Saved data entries
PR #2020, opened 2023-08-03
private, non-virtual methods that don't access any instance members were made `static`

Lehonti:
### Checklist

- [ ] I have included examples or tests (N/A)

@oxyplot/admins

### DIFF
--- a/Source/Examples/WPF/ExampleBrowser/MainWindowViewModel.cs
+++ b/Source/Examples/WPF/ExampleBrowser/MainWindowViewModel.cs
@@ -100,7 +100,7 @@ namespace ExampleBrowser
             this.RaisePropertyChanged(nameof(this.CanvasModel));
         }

---

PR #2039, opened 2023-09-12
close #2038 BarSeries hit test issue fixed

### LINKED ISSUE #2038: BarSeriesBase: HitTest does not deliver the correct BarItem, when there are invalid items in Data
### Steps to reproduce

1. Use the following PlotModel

--

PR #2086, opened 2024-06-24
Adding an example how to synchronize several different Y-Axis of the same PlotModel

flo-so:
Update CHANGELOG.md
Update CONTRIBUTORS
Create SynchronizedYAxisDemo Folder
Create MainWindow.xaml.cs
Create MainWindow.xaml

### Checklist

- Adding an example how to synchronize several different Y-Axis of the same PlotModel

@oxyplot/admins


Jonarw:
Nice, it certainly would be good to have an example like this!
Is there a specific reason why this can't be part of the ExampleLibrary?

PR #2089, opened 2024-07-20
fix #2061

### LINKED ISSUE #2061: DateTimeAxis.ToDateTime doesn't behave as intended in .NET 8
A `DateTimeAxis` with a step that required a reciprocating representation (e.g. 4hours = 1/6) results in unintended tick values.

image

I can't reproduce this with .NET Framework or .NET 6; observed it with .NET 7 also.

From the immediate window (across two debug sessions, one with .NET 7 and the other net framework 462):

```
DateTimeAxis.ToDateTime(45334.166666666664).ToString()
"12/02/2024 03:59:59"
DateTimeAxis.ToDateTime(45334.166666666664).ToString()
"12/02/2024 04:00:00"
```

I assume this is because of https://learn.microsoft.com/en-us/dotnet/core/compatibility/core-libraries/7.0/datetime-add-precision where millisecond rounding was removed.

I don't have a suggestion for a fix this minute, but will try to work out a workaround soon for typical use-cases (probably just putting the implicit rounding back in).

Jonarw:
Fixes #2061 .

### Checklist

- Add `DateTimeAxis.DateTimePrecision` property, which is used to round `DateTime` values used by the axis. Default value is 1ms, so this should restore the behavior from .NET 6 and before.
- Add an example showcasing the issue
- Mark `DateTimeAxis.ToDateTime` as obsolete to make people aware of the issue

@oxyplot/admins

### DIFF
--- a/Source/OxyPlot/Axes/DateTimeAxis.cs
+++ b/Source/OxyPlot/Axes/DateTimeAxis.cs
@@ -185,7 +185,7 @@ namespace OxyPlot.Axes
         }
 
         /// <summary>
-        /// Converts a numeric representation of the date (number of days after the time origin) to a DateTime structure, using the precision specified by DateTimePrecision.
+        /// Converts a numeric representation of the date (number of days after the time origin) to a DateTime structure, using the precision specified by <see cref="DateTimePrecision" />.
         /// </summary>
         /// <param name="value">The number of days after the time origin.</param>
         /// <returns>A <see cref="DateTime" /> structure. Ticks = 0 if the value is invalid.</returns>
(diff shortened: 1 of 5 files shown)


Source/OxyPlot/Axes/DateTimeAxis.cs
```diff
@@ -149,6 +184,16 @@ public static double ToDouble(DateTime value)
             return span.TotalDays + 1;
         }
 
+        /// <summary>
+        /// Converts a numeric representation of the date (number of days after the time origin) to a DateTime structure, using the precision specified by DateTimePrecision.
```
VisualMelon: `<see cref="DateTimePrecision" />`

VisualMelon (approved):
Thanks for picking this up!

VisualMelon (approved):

Activity: Write down again, exactly as given, only the lines above that fall from the line with "Is there a specific" to the line with "I assume this", inclusive.

Response below:
Is there a specific reason why this can't be part of the ExampleLibrary?

PR #2089, opened 2024-07-20
fix #2061

### LINKED ISSUE #2061: DateTimeAxis.ToDateTime doesn't behave as intended in .NET 8
A `DateTimeAxis` with a step that required a reciprocating representation (e.g. 4hours = 1/6) results in unintended tick values.

image

I can't reproduce this with .NET Framework or .NET 6; observed it with .NET 7 also.

From the immediate window (across two debug sessions, one with .NET 7 and the other net framework 462):

```
DateTimeAxis.ToDateTime(45334.166666666664).ToString()
"12/02/2024 03:59:59"
DateTimeAxis.ToDateTime(45334.166666666664).ToString()
"12/02/2024 04:00:00"
```

I assume this is because of https://learn.microsoft.com/en-us/dotnet/core/compatibility/core-libraries/7.0/datetime-add-precision where millisecond rounding was removed.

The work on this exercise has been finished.